# Husqvarna Belt Issues



## Welljl01 (Apr 17, 2012)

I have an LGT 2554 and the belt was coming off about every 15 minutes. The belt had obvious wear and I replaced it with a 147" from Rural King. Came home and put it on and had the same problem. 

The tensioner spring looks to be tight enough but it continues to come off. Has anyone else had this issue? Do I get a smaller belt...say 144"....or does it make a difference if i get an OEM belt? Is there something else I'm missing.

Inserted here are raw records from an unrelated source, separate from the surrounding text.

PR #11742, opened 2020-05-08
[webflux] Reactive sql entity generator

gzsombor:

### DIFF
--- a/generators/entity-server/files.js
+++ b/generators/entity-server/files.js
@@ -103,7 +103,7 @@ const serverFiles = {
         },
         {
             condition: generator =>
-                (!generator.reactive || !['mongodb', 'cassandra', 'couchbase', 'neo4j', 'sql'].includes(generator.databaseType)) &&
+                !generator.reactive &&
                 !generator.embedded,
             path: SERVER_MAIN_SRC_DIR,
             templates: [
@@ -116,7 +116,6 @@ const serverFiles = {
         {
             condition: generator =>
                 generator.reactive &&
-                ['mongodb', 'cassandra', 'couchbase', 'neo4j', 'sql'].includes(generator.databaseType) &&
                 !generator.embedded,
             path: SERVER_MAIN_SRC_DIR,
             templates: [
--- a/generators/entity-server/files.js
+++ b/generators/entity-server/files.js
@@ -102,9 +102,7 @@ const serverFiles = {
             ],
         },
         {
-            condition: generator =>
-                !generator.reactive &&
-                !generator.embedded,
+            condition: generator => !generator.reactive && !generator.embedded,
             path: SERVER_MAIN_SRC_DIR,
             templates: [
                 {
@@ -114,9 +112,7 @@ const serverFiles = {
             ],
         },
         {
-            condition: generator =>
-                generator.reactive &&
-                !generator.embedded,
+            condition: generator => generator.reactive && !generator.embedded,
             path: SERVER_MAIN_SRC_DIR,
             templates: [
                 {
@@ -126,19 +122,18 @@ const serverFiles = {
             ],
         },
         {
-            condition: generator =>
-                generator.reactive && ['sql'].includes(generator.databaseType) && !generator.embedded,
+            condition: generator => generator.reactive && ['sql'].includes(generator.databaseType) && !generator.embedded,
             path: SERVER_MAIN_SRC_DIR,
             templates: [
                 {
                     file: 'package/repository/EntityReactiveRepositoryInternalImpl.java',
-                    renameTo: generator => `${generator.packageFolder}/repository/${generator.entityClass}RepositoryInternalImpl.java`
+                    renameTo: generator => `${generator.packageFolder}/repository/${generator.entityClass}RepositoryInternalImpl.java`,
                 },
                 {
                     file: 'package/repository/rowmapper/EntityRowMapper.java',
-                    renameTo: generator => `${generator.packageFolder}/repository/rowmapper/${generator.entityClass}RowMapper.java`
-                }
-            ]
+                    renameTo: generator => `${generator.packageFolder}/repository/rowmapper/${generator.entityClass}RowMapper.java`,
+                },
+            ],
         },
         {
             condition: generator => generator.service === 'serviceImpl' && !generator.embedded,
--- a/generators/entity-server/files.js
+++ b/generators/entity-server/files.js
@@ -122,7 +122,7 @@ const serverFiles = {
             ],
         },
         {
-            condition: generator => generator.reactive && ['sql'].includes(generator.databaseType) && !generator.embedded,
+            condition: generator => generator.reactive && generator.databaseType === 'sql' && !generator.embedded,
             path: SERVER_MAIN_SRC_DIR,
             templates: [
                 {
--- a/generators/entity-server/index.js
+++ b/generators/entity-server/index.js
@@ -116,7 +116,7 @@ module.exports = class extends BaseBlueprintGenerator {
             if (rel.relationshipType === 'many-to-one' || (rel.relationshipType === 'one-to-one' && rel.ownerSide === true)) {
                 const colName = this._getJoinColumnName(rel);
                 joins.push(
-                    ` LEFT JOIN ${rel.otherEntityTableName} ${rel.relationshipName} ON entity.${colName} = ${rel.relationshipName}.id`
+                    ` LEFT JOIN ${rel.otherEntityTableName} \\"${rel.relationshipName}\\" ON entity.${colName} = \\"${rel.relationshipName}\\".id`
                 );
             }
         });
--- a/generators/entity-server/index.js
+++ b/generators/entity-server/index.js
@@ -124,7 +124,7 @@ module.exports = class extends BaseBlueprintGenerator {
     }
 
     _getUseMapsIdRelation(relationships) {
-        const jpaDerivedRelation = Object.values(relationships).find(rel => rel.useJPADerivedIdentifier);
+        const jpaDerivedRelation = Object.values(relationships).find(rel => rel.useJPADerivedIdentifier === true);
         if (jpaDerivedRelation) {
             return { isUsingMapsId: true, mapsIdAssoc: jpaDerivedRelation };
         }
--- a/generators/entity-server/index.js
+++ b/generators/entity-server/index.js
@@ -81,34 +81,37 @@ module.exports = class extends BaseBlueprintGenerator {
                 this.importSet = false;
                 this.uniqueEnums = {};
 
-                this.importApiModelProperty = Object.values(this.relationships).filter(v => typeof v.javadoc != 'undefined').length > 0;
+                this.importApiModelProperty = this.relationships.filter(v => typeof v.javadoc != 'undefined').length > 0;
                 if (!this.importApiModelProperty) {
-                    this.importApiModelProperty = Object.values(this.fields).filter(v => typeof v.javadoc != 'undefined').length > 0;
+                    this.importApiModelProperty = this.fields.filter(v => typeof v.javadoc != 'undefined').length > 0;
                 }
 
-                Object.values(this.relationships).forEach(v => {
-                    if (v.ownerSide === false && ['one-to-many', 'one-to-one', 'many-to-many'].includes(v.relationshipType)) {
+                this.relationships.forEach(relationship => {
+                    if (
+                        relationship.ownerSide === false &&
+                        ['one-to-many', 'one-to-one', 'many-to-many'].includes(relationship.relationshipType)
+                    ) {
                         this.importJsonIgnore = true;
-                    } else if (v.relationshipType === 'many-to-one') {
+                    } else if (relationship.relationshipType === 'many-to-one') {
                         this.importJsonIgnoreProperties = true;
                     }
-                    if (v.relationshipType === 'one-to-many' || v.relationshipType === 'many-to-many') {
+                    if (relationship.relationshipType === 'one-to-many' || relationship.relationshipType === 'many-to-many') {
                         this.importSet = true;
                     }
                 });
 
-                Object.values(this.fields).forEach(v => {
+                this.fields.forEach(field => {
                     if (
-                        v.fieldIsEnum &&
-                        (!this.uniqueEnums[v.fieldType] || (this.uniqueEnums[v.fieldType] && v.fieldValues.length !== 0))
+                        field.fieldIsEnum &&
+                        (!this.uniqueEnums[field.fieldType] || (this.uniqueEnums[field.fieldType] && field.fieldValues.length !== 0))
                     ) {
-                        this.uniqueEnums[v.fieldType] = v.fieldType;
+                        this.uniqueEnums[field.fieldType] = field.fieldType;
                     }
                 });
             },
 
             useMapsIdRelation() {
-                const jpaDerivedRelation = Object.values(this.relationships).find(rel => rel.useJPADerivedIdentifier === true);
+                const jpaDerivedRelation = this.relationships.find(rel => rel.useJPADerivedIdentifier === true);
                 if (jpaDerivedRelation) {
                     this.isUsingMapsId = true;
                     this.mapsIdAssoc = jpaDerivedRelation;
--- a/generators/entity-server/index.js
+++ b/generators/entity-server/index.js
@@ -32,6 +32,7 @@ module.exports = class extends BaseBlueprintGenerator {
         this.jhipsterContext = opts.jhipsterContext || opts.context;
 
         this.testsNeedCsrf = ['uaa', 'oauth2', 'session'].includes(this.jhipsterContext.authenticationType);
+        this.officialDatabaseType = constants.OFFICIAL_DATABASE_TYPE_NAMES[this.jhipsterContext.databaseType];
 
         useBlueprints = !this.fromBlueprint && this.instantiateBlueprints('entity-server', { context: opts.context });
     }
@@ -101,4 +102,27 @@ module.exports = class extends BaseBlueprintGenerator {
         });
         return { importApiModelProperty, importJsonIgnore, importJsonIgnoreProperties, importSet, uniqueEnums };
     }
+
+    _generateTableJoins(relationships) {
+        let joins = [];
+        for (idx in relationships) {
+            let rel = relationships[idx];
+            if (rel.relationshipType === 'many-to-one' || rel.relationshipType === 'one-to-one') {
+                joins.push(" LEFT JOIN " + rel.otherEntityTableName + " " + rel.relationshipName + " ON entity." + this.getColumnName(rel.relationshipName) + "_id = " + rel.relationshipName + ".id");
+            }
+        }
+        return joins;
+    }
+
+    _generateEagerRelationsAndEntityTypes(entityClass, relationships) {
+        let eagerRelations = relationships.filter(function(rel) {
+            return rel.relationshipType === 'many-to-one' || rel.relationshipType === 'one-to-one';
+        });
+        let uniqueEntityTypes = new Set(eagerRelations.map(function(rel) {
+            return rel.otherEntityNameCapitalized;
+        }));
+        uniqueEntityTypes.add(entityClass);
+        return { eagerRelations, uniqueEntityTypes };
+    }
+
 };
--- a/generators/entity-server/index.js
+++ b/generators/entity-server/index.js
@@ -127,16 +127,10 @@ module.exports = class extends BaseBlueprintGenerator {
     }
 
     _generateEagerRelationsAndEntityTypes(entityClass, relationships) {
-        const eagerRelations = relationships.filter(function (rel) {
-            return rel.relationshipType === 'many-to-one' || (rel.relationshipType === 'one-to-one' && rel.ownerSide === true);
-        });
-        const regularEagerRelations = eagerRelations.filter(function (rel) {
-            return rel.useJPADerivedIdentifier !== true;
-        });
+        const eagerRelations = relationships.filter(rel => rel.relationshipType === 'many-to-one' || (rel.relationshipType === 'one-to-one' && rel.ownerSide === true));
+        const regularEagerRelations = eagerRelations.filter(rel => rel.useJPADerivedIdentifier !== true);
         const uniqueEntityTypes = new Set(
-            eagerRelations.map(function (rel) {
-                return rel.otherEntityNameCapitalized;
-            })
+            eagerRelations.map(rel => rel.otherEntityNameCapitalized)
         );
         uniqueEntityTypes.add(entityClass);
         return { eagerRelations, uniqueEntityTypes, regularEagerRelations };
--- a/generators/entity-server/index.js
+++ b/generators/entity-server/index.js
@@ -21,6 +21,7 @@ const constants = require('../generator-constants');
 const writeFiles = require('./files').writeFiles;
 const utils = require('../utils');
 const BaseBlueprintGenerator = require('../generator-base-blueprint');
+const { isReservedTableName } = require('../../jdl/jhipster/reserved-keywords');
 
 /* constants used throughout */
 let useBlueprints;
@@ -108,6 +109,13 @@ module.exports = class extends BaseBlueprintGenerator {
             return 'id';
         }
         return `${this.getColumnName(relationship.relationshipName)}_id`;
+    }
+
+    _generateSqlSafeName(name) {
+        if (isReservedTableName(name, 'sql')) {
+            return `e_${name}`;
+        }
+        return name;
     }
 
     _getUseMapsIdRelation(relationships) {
--- a/generators/entity-server/index.js
+++ b/generators/entity-server/index.js
@@ -106,9 +106,8 @@ module.exports = class extends BaseBlueprintGenerator {
     _getJoinColumnName(relationship) {
         if (relationship.useJPADerivedIdentifier === true) {
             return 'id';
-        } else {
-            return this.getColumnName(relationship.relationshipName) + '_id';
         }
+        return `${this.getColumnName(relationship.relationshipName)}_id`;
     }
 
     _generateTableJoins(relationships) {
@@ -125,10 +124,9 @@ module.exports = class extends BaseBlueprintGenerator {
     }
 
     _getUseMapsIdRelation(relationships) {
-        for (idx in relationships) {
-            if (relationships[idx].useJPADerivedIdentifier === true) {
-                return { isUsingMapsId: true, mapsIdAssoc: relationships[idx] };
-            }
+        const jpaDerivedRelation = Object.values(relationships).find(rel => rel.useJPADerivedIdentifier);
+        if (jpaDerivedRelation) {
+            return { isUsingMapsId: true, mapsIdAssoc: jpaDerivedRelation };
         }
         return { isUsingMapsId: false, mapsIdAssoc: null };
     }
--- a/generators/entity-server/index.js
+++ b/generators/entity-server/index.js
@@ -124,6 +124,15 @@ module.exports = class extends BaseBlueprintGenerator {
         return joins;
     }
 
+    _getUseMapsIdRelation(relationships) {
+        for (idx in relationships) {
+            if (relationships[idx].useJPADerivedIdentifier === true) {
+                return { isUsingMapsId: true, mapsIdAssoc: relationships[idx] };
+            }
+        }
+        return { isUsingMapsId: false, mapsIdAssoc: null };
+    }
+
     _generateEagerRelationsAndEntityTypes(entityClass, relationships) {
         const eagerRelations = relationships.filter(function (rel) {
             return rel.relationshipType === 'many-to-one' || (rel.relationshipType === 'one-to-one' && rel.ownerSide === true);
--- a/generators/entity-server/index.js
+++ b/generators/entity-server/index.js
@@ -103,13 +103,21 @@ module.exports = class extends BaseBlueprintGenerator {
         return { importApiModelProperty, importJsonIgnore, importJsonIgnoreProperties, importSet, uniqueEnums };
     }
 
+    _getJoinColumnName(relationship) {
+        if (relationship.useJPADerivedIdentifier === true) {
+            return 'id';
+        } else {
+            return this.getColumnName(relationship.relationshipName) + '_id';
+        }
+    }
+
     _generateTableJoins(relationships) {
         const joins = [];
         Object.values(relationships).forEach(rel => {
             if (rel.relationshipType === 'many-to-one' || (rel.relationshipType === 'one-to-one' && rel.ownerSide === true)) {
-                const colName = this.getColumnName(rel.relationshipName);
+                const colName = this._getJoinColumnName(rel);
                 joins.push(
-                    ` LEFT JOIN ${rel.otherEntityTableName} ${rel.relationshipName} ON entity.${colName}_id = ${rel.relationshipName}.id`
+                    ` LEFT JOIN ${rel.otherEntityTableName} ${rel.relationshipName} ON entity.${colName} = ${rel.relationshipName}.id`
                 );
             }
         });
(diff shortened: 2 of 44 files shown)


mraible:
Excellent work @gzsombor! Can you please add a CI test for this so we know it's working?

mraible:
@pascalgrimaud Any chance we can hold release 6.9 for this PR? I'd be happy to help get it merge-worthy!

pascalgrimaud:
ok @mraible
ping me once it's ready

generators/entity/index.js
```diff
@@ -738,6 +738,9 @@ class EntityGenerator extends BaseBlueprintGenerator {
                 if (!context.relationships) {
                     context.relationships = [];
                 }
+                var humanDatabaseNames = {"mongodb": 'MongoDB', 'cassandra': 'Cassandra', 'sql': 'SQL', 'couchbase': 'Couchbase', 'neo4j': 'Neo4j'};
```
murdos, line 741: This should be factored with `server/prompts.js` and probably moved to `generator-constants.js`, but it should be a different PR. 
Meanwhile, please move it to `entity-server` since there's no use for `entity-client` so it doesn't need to be in `entity` subgen. And I suggest `officialDatabaseNames`, because `humanDatabaseNames` is a bit weird. Or `humanReadableDatabaseNames` but that's longer.

generators/generator-base.js
```diff
@@ -1451,6 +1451,17 @@ module.exports = class extends PrivateBase {
         return joinTableName;
     }
 
+    generateTableJoins(relationships) {
```
murdos, line 1454: Could you move it in `entity-server` subgen, prefixed with `_` so it can be used in templates?

mraible:
@gzsombor There's a conflict in `Entity.java.ejs`. Can you please take a look?

gzsombor:
There are a couple of things, which is still an open question for me, and as here, we try to use r2dbc which is much lower level than Hibernate, there are multiple things, which is pain.
Basically, it seems, that multiple things behave a little bit differently between the async drivers itself, and the async drivers vs sync drivers. As I mostly tried to fix the integration tests, currently I can report mostly the H2 issues:
* blob/clob fields returned as a custom io.r2dbc.spi.Blob/Clob field, which is a Reactive producer - we can consume it, and get the result byte[]/char[] but it's a bit ugly, and probably not the thing what the user wants. Currently, I've modified the integration tests to use longvarchar for H2 instead of clob, to simplify my life :wink: 
* The reactive Spring Data doesn't support tables, without an autoincrement field. The repository.save(..) method just checks, if the id field contains a value, if not, issues an insert, if contains, issues an update. So even if we just get a value from a sequence, and put that into the entity - Spring Data will just call the update :disappointed: So, we have to generate custom inserts - or wait, until Spring Data will support it. And we need the code to get values from a sequence, reactively. Currently, I've just removed the possibility to use PostgreSQL/MSSQL/Oracle :cry: 
* the conversions between the various date and time types is a bit ad-hoc. For H2 I've added a couple of new conversions, but I'm a bit afraid, that for MariaDB/MySQL/etc we will need to add more. 
* Currently, the code generates left joins to load efficiently the many-to-one and one-to-one relations, but not the one-to-many or many-to-many relations, which match with the Hibernate behavior, however the misleadingly named findOneWithEagerRelationships is not yet implemented. It shouldn't be too difficult, I think everything is there to do it. 
* Similarly, the optimization, when two table shares their primary key - when @ MapsId is used for Hibernate - is not yet handled.
* Entity filtering is also skipped.

murdos:
> we try to use r2dbc which is much lower level than Hibernate, there are multiple things, which is pain.

This is exactly why I was waiting for Spring Boot 2.3 and last Spring Data R2DBC release before trying to handle this task, while still knowing that a lot of things would be hard.

cbornet:
For the issue with the save() method, I had the same issue with the User entity. My workaround was to use a distinct create() method when I wanted to force an INSERT statement. See https://github.com/jhipster/generator-jhipster/blob/a9549c781d593995b877fc0315f8572066324b47/generators/server/templates/src/main/java/package/repository/UserRepository.java.ejs#L326

cbornet:
As for the datetime converters, I think LocalDateTime is the only type supported by all drivers. So you'll probably need converters for OffsetDateTime for other DBs.

mp911de:
@gzsombor here a few thoughts about the items you mentioned:

* True blob/clob columns typically map to `Blob`/`Clob` types to avoid heap exhaustion. It makes sense to think about these columns as if they would hold a 2-gigabyte value and design the model accordingly.
* Mixed-flavor types (`TEXT`, `VARBINARY`) column types can be consumed/provided either as `String`/`Clob` respective `ByteBuffer`/`Blob`. Per spec, those should return a scalar value when called through `Row.get(identifier)`. If that's not the case, please raise a bug report against the affected driver.
* Spring Data R2DBC provides three interfaces when it comes to database interaction: Pure SQL via `DatabaseClient`, `insert`/`update` methods, and the Repository API. The Repository interface tries to discover from a given object whether it is new or whether it should exist in the database. This happens by default by inspecting the `@Id` property. You can also implement the `Persistable` interface to supply the information from your application. Please note that Postgres allows auto-generated columns through the `SERIAL` column type.
See the [reference documentation](https://docs.spring.io/spring-data/r2dbc/docs/1.1.0.RC1/reference/html/#r2dbc.entity-persistence.state-detection-strategies) for further reference. On a related note, Spring Data JDBC implements the same strategy.

mraible:
The `webflux-psql` job is failing with the following error:

```
[ERROR] Tests run: 11, Failures: 1, Errors: 5, Skipped: 0, Time elapsed: 0.361 s <<< FAILURE! - in io.github.jhipster.sample.web.rest.BankAccountResourceIT
[ERROR] io.github.jhipster.sample.web.rest.BankAccountResourceIT.updateBankAccount  Time elapsed: 0.021 s  <<< ERROR!
org.springframework.dao.DataIntegrityViolationException: 
executeMany; SQL [INSERT INTO bank_account (name, guid, bank_number, agency_number, last_operation_duration, mean_operation_duration, mean_queue_duration, balance, opening_day, last_operation_date, active, account_type, attachment, attachment_content_type, description) VALUES ($1, $2, $3, $4, $5, $6, $7, $8, $9, $10, $11, $12, $13, $14, $15)]; NULL not allowed for column "ID"; SQL statement:
INSERT INTO bank_account (name, guid, bank_number, agency_number, last_operation_duration, mean_operation_duration, mean_queue_duration, balance, opening_day, last_operation_date, active, account_type, attachment, attachment_content_type, description) VALUES ($1, $2, $3, $4, $5, $6, $7, $8, $9, $10, $11, $12, $13, $14, $15) [23502-200]; nested exception is io.r2dbc.spi.R2dbcDataIntegrityViolationException: [23502] [23502] NULL not allowed for column "ID"; SQL statement:
```

I was able to fix this by changing `*_added_entity_BankAccount.xml` to add autoIncrement:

Thanks for any help you can offer.:dazed:


----------



## jhngardner367 (Apr 5, 2011)

Welcome to the forum! Are you sure it didn't have a belt guide,over the pulley?
One of my customers had the same problem,even when it was new,and after looking at the diagrams,we found it had been left off,from the dealer!
We put it on,and no more problem!


----------



## wjjones (May 28, 2010)

jhngardner367 said:


> Welcome to the forum! Are you sure it didn't have a belt guide,over the pulley?
> One of my customers had the same problem,even when it was new,and after looking at the diagrams,we found it had been left off,from the dealer!
> We put it on,and no more problem!



Yep I have seen that one myself, and you also have to have the engine at mowing speed before you engage the pto. If I engage mine at low speed it throws the belt off..


----------